Ireland

[IE] New Law on Media Mergers

IRIS 2015-2:1/23

Ronan Ó Fathaigh

Institute for Information Law (IViR), University of Amsterdam

In 2008, a government-appointed advisory group published its 126-page report on media mergers, recommending a number of amendments to the law on media mergers contained in the Competition Act 2002 (see IRIS 2009-3/13). The Irish parliament enacted on the 28 July 2014 the Competition and Consumer Protection Act 2014, which entered into force on the 31 October 2014, amending the Competition Act 2002 and incorporating many of the media merger law reforms proposed by the advisory group.

The 2014 Act repeals the old section 23 of the 2002 Act, which regulated media mergers and replaces it with a more comprehensive 15-section provision, “Part 3A - Media Mergers”, containing detailed new rules on media mergers in Ireland. The most significant reform is that responsibility for approving media mergers has been transferred from the Minister for Jobs, Enterprise and Innovation to the Minister for Communications, Energy and Natural Resources.

Media mergers are defined under the new law as mergers or acquisitions where two or more of the undertakings involved “carry on a media business” in Ireland or where one carries on a media business in Ireland and the other carries on a media business elsewhere. Under the 2014 Act, all proposed media mergers must be notified to the communications minister. The minister must then apply a public interest test and determine whether the result of the media merger “is likely to be contrary to the public interest in protecting plurality of the media”.

In making this determination, the new law sets out a number of criteria the minister must consider, including the effect of the merger on “plurality of the media”, the “undesirability of allowing any one undertaking to hold significant interests across different sector of media business” and the adequacy of RTÉ and TG4 (the public service broadcasters) to protect media plurality. Importantly, the 2014 Act provides a comprehensive definition of “plurality of the media”, which includes both “diversity of ownership and diversity of content”. While the Act does not define what “significant interests” are, under section 28L, the minister may set out a definition in consultation with the Broadcasting Authority of Ireland.

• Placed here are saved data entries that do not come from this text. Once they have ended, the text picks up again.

Issue #364, opened 2018-08-07
A possibly needed workaround for <( ) process substitution


psprint:
Hello,
in branch `develop` there's currently use of `<( ... )` process substitution to do asynchronous calls: https://github.com/zsh-users/zsh-autosuggestions/blob/681ffc7b2891e97801a2104997ed8524fa2c4556/zsh-autosuggestions.zsh#L717-L725

I use the same technique in fast-syntax-highlighting, however, I add `command sleep 0` (could make it `command true`) after the `exec`: https://github.com/zdharma/fast-syntax-highlighting/blob/e06288a617b12e8038fdf5bc4bd40b6a25ef5332/fast-highlight#L917-L918

The reason for this additional call are severe problems with Ctrl-C that occur when using `{MYFD}<` construct, [as my investigation showed](http://www.zsh.org/mla/workers/2018/msg00966.html).

So in this issue I just want to mention that in case of any Ctrl-C problems, `command true` after exec should help.

ericfreese:
Thanks for this! I was actually having issues with Ctrl-C on develop but wasn't sure exactly why and hadn't yet put in the effort to figure out what was going on. I'm busy for the next few weeks but I'll take a closer look at this before cutting a release from develop.

ericfreese:
@psprint Did you ever figure out why exactly this was necessary? I'm really curious what's going on that makes ctrl-c stop working.

ericfreese:
I've found something interesting that you may have also found. The problem only occurs with the `monitor` option set (does not occur with it unset).

psprint:
Interesting. I was tracking this for many days and when workaround appeared I was too tired to continue, so I dont know why this problem occured

ericfreese:
Fair enough. I'll see what I can find...

ericfreese:
@psprint I've submitted a patch that fixes this issue upstream

http://www.zsh.org/mla/workers/2019/msg00252.html

ericfreese:
FYI @psprint it looks like this workaround doesn't work for zsh versions older than 5.0.8.

ericfreese:
Closing this. I've added the workaround with PR #417

psprint:
Great job!

Wt., 9.04.2019, 20:36 użytkownik Eric Freese <notifications@github.com>
napisał:

abcdw:
Can we use `command -v true` instead of `command true` here?

[...]

PR #612, opened 2021-06-03
Disable ^C async workaround for zsh version 5.8 and later

abcdw:
The bug is fixed in recent version of zsh, so the workaround is not needed anymore for fresh zsh:

https://github.com/zsh-users/zsh-autosuggestions/issues/364

### DIFF
--- a/zsh-autosuggestions.zsh
+++ b/zsh-autosuggestions.zsh
@@ -810,7 +810,8 @@ _zsh_autosuggest_async_request() {
 
 	# There's a weird bug here where ^C stops working unless we force a fork
 	# See https://github.com/zsh-users/zsh-autosuggestions/issues/364
-	command true
+	autoload -Uz is-at-least
+	is-at-least 5.8 || command true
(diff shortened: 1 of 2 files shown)


zsh-autosuggestions.zsh
```diff
@@ -810,7 +810,8 @@ _zsh_autosuggest_async_request() {
 
 	# There's a weird bug here where ^C stops working unless we force a fork
```
ericfreese, line 811: Thanks for the quick PR. Not a huge deal, but can you update this comment to read something like "There's a bug in older versions where ^C ..."?

ericfreese:
Just leaving a reminder for myself that I need to add 5.8 to the ZSH_VERSIONS file and push a new docker image

abcdw:
Sorry, I missed this email, when I rediscovered it the pr was already
merged.

abcdw:
Thank you for making a tag and for all your work!)

PR #621, opened 2021-07-14
Match multiple previous commands & more configuration

druckdev:
- Add `ZSH_AUTOSUGGEST_MATCH_PREV_MAX_CMDS` option: With this the until now hard-coded value of 200 can be configured.
-  Add `ZSH_AUTOSUGGEST_MATCH_NUM_PREV_CMDS` option: With this the number of preceding commands that have to match when using the `match_prev_cmd` strategy can be set (and can be multiple now).

### DIFF
--- a/README.md
+++ b/README.md
@@ -60,7 +60,8 @@ For example, setting `ZSH_AUTOSUGGEST_STRATEGY=(history completion)` will first 
 
 #### When `ZSH_AUTOSUGGEST_STRATEGY` contains `match_prev_cmd`:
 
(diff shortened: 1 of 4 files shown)


druckdev:
Wanted to create the PR already to get some feedback if what I am doing here is wanted.
I would look into writing some tests if that is the case.

I also wanted to ask what you think of an additional option that results in the suggestion being the command that has the *most* matching previous commands as fallback instead of *exact*. For the case when there is no matching command with the number of matching previous commands, as this could be the case on higher values for  `ZSH_AUTOSUGGEST_MATCH_NUM_PREV_CMDS`.

druckdev:
Oh, and also:
What do you think of the names of the two configuration options? I am a bit unsure if those are good names but have no better idea...

PR #156, opened 2016-05-11
Adjust plugin.zsh file to run on zsh 5.1 in mSYS2.

adamkruszewski:
I have fixed the missing brackets in plugin.zsh file. Now it works flawlessly under msys2 on Windows.
I have closed the other pull request as, being frank, I didn't know how to add a somthing from a different branch to it.

PR #640, opened 2021-11-20
Create a symlink instead of file

grigorii-horos:
`${0}` not compatible with some zsh plugin managers

### DIFF
--- a/zsh-autosuggestions.plugin.zsh
+++ b/zsh-autosuggestions.plugin.zsh
@@ -1,4 +1,0 @@
-0="${ZERO:-${${0:#$ZSH_ARGZERO}:-${(%):-%N}}}"
-0="${${(M)0:#/*}:-$PWD/$0}"
-
-source ${0:h}/zsh-autosuggestions.zsh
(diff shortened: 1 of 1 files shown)


ericfreese:
My understanding is that the sym link doesn't work in some environments like windows mSYS2 (see PR #156). It looks like zsh-syntax-highlighting may have an approach that works for both. Can you try implementing this here instead?

https://github.com/zsh-users/zsh-syntax-highlighting/blob/c7caf57ca805abd54f11f756fda6395dd4187f8a/zsh-syntax-highlighting.plugin.zsh

grigorii-horos:
> My understanding is that the sym link doesn't work in some environments like windows mSYS2

Oops… I didn't know.

Maybe we can use [this](https://github.com/zdharma-continuum/Zsh-100-Commits-Club/blob/master/Zsh-Plugin-Standard.adoc#zero-handling) for $0 handling?

ericfreese:
@grigorii-horos I've created a PR (#759) that takes the implementation from zsh-syntax-highlighting. I realize this PR is very old, but take a look if you're able. I'll likely merge it soon.

PR #278, opened 2023-01-12
Add report for EasyReader covering MO tests

mattgarrish:
I didn't use the test files for verifying support as EasyReader is more particular about how media overlay publications are constructed (all text must be synchronized, etc.), but I was able to mimic all the tests with a separate publication.

Ideally, this report should be more comprehensive, but given the primary need for verifying media overlays I'm starting only with that section. If time permits, I can try and fill in some more general support details.


mattgarrish:
As there isn't a diff or preview, the media overlay test reporting begins at line 59 of the file: https://github.com/w3c/epub-tests/pull/278/files#diff-a55b9edd5fbec56da548b8e9bdd894676312ee08e9ab48764d533215798acf65R59

iherman:
I am a bit worried about submitting a test report for which most cells will be a '?' (or an empty cell, if #272 is accepted). It will look a bit strange...

I would think we should merge this as a last resort. I have just received, separately, a colibrio report that seems to cover most of the MO tests, so the whole issue may be moot... (I will submit the separate PR with that in a moment.)

PR #280, opened 2023-01-12
Removing fxl-orientation-duplication test

iherman:
This is not really a test for the RS, it expliitly refers to epubcheck. This should be tested as part of the structural tests.


iherman:
@mattgarrish is that feature handled by epubcheck? (It should...)

mattgarrish:
Yes, it throws an error on this test file about the duplication.

mattgarrish (approved):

The minister may then decide to either (a) approve the merger, (b) approve the merger, subject to commitments from the undertakings, or (c) consider that the merger “may” be contrary to the public interest and request that the Broadcasting Authority of Ireland carry out a “full media merger examination”. The new section 28E sets out the procedure for a full media merger examination, where the Authority will issue a report on the proposed merger. Additionally, the Act provides that an “advisory panel” of experts may be appointed by the minister, which may also issue an opinion on the proposed merger. The minister will then consider all the “relevant criteria”, including the Authority’s and/or advisory panel’s report and may decide to either (a) approve the merger, (b) not approve the merger, or (c) approve the merger subject to commitments from the undertakings. The minister may seek a high court injunction to enforce compliance with a determination. It is an offence to contravene a provision of the minister’s determination.